The Shared Resources layer was implemented by integrating compute, data management and a portfolio of national and international thematic data analytics platforms providing community-specific capabilities.
The supply side was engaged through the EOSC Portal by providing an onboarding process with service validation criteria and end-user orders. A EOSC technical architecture and initial set of interoperability guidelines was produced with the broad involvement of experts.
The demand side was supported through the EOSC Portal marketplace, training and support resources. The Early Adopter Programme was launched to meet the needs of research communities with complex digital requirements. The Digital Innovation Hub supporting commercial partners from design, to pilot and business incubation was established. In addition, a demand-side market analysis studied the demand for digital services in the context of the EOSC.
The project results enjoyed from a broad portfolio of collaborations, public consultations and joint activity plans involving OpenAIRE-Advance and other projects.

Final results

The major impact of the EOSC-hub project will be a significant reduction in the fragmentation of the IT facilities, services and tools for data-intensive research and innovation in Europe. By bringing together a broad range of services from general and domain-specific research e-Infrastructures under a common integration and operation layer, EOSC-hub fosters new modes of working for collaborative research. This initiative is well aligned with the three main goals of the European research and innovation policy:
• Open Science: EOSC-hub is a first implementation step of the EOSC vision. The project will establish the integration and operation layer that will federate services and tools for scientific collaboration, experiments and analysis and will make scientific knowledge more accessible.

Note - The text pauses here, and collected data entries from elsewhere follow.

PR #365, opened 2022-10-03
Add dump mode to HPy tests.

fangerer:
We've discussed that we could create examples out of HPy's unit tests.
Since I'm usually looking at tests if I don't exactly remember how to do things in HPy, I found it is time to have that feature.

How does it work:
You just need to specify `--dump-dir=<dir>` like this:
```
hpyproject/hpy$ python3 -m pytest --dump-dir=test_sources test/
```
This will write all test sources passed to the compiler (in particular, to function `test.support.compile_module`) and then skip the test.
This mode will create one folder per test function (since a test function may have several sources).
I plan to automatically add the generated test sources also to the docs as examples but I'll do that in a separate step.

### DIFF
--- a/test/conftest.py
+++ b/test/conftest.py
@@ -2,6 +2,7 @@ import pytest
 from .support import ExtensionCompiler, DefaultExtensionTemplate,\
     PythonSubprocessRunner, HPyDebugCapture
 from hpy.debug.leakdetector import LeakDetector
+from pathlib import Path
 
 IS_VALGRIND_RUN = False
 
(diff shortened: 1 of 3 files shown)


antocuni (approved):
brilliant idea, I like it!
My only very small concern is that it doesn't have a test, so there is a non-zero risk that someone will break it by chance.
But I'll leave the decision to you, since it's already useful as-is.

hodgestar (approved):

fangerer:
> My only very small concern is that it doesn't have a test, so there is a non-zero risk that someone will break it by chance.

You are right, I'll add a test such that it is not accidentally broken.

• Open Innovation: EOSC-hub stimulates the creation of an open ecosystem of services that can be connected by interested providers in response to users’ needs. It will also provide a joint Digital Innovation Hub (DIH) to facilitate business partnerships, the private sector and the publicly-funded providers to support research or to move quickly research results to market. It also supports policy makers by providing added-value services that offer discipline and community-specific data analytics capabilities.
• Openness to the world: EOSC-hub involves international research collaborations that bring together data sources, services and people to tackle global research and societal challenges.
Expected results to maximize impact
• Creation of a portfolio that initially integrates services from EGI, EUDAT and research communities, and that is expanded with an increasingly large set of services and resources from external providers that are onboarded through the EOSC Portal.
• Harmonisation of service management processes and policies for the operation of federated services.
• The EOSC DIH to stimulate the innovation potential of research infrastructures, SMEs/industry, and other innovative actors through new business opportunities.
• New business models that simplify the purchasing of services from both publicly funded and commercial providers.
• A network of training experts within and from outside the consortium and the delivery of trainings in different areas.
• Technical and service roadmaps to ensure a coherent evolution of the technical solutions and service offering, and increase cross-provider service composability through interoperability guidelines.
• Transnational access to services and resources, opening them to all user groups including researchers, high-education, business organisations through the virtual access mechanism.
• Engage with potential EOSC users via Competence Centres and the EOSC Early Adopter Programme.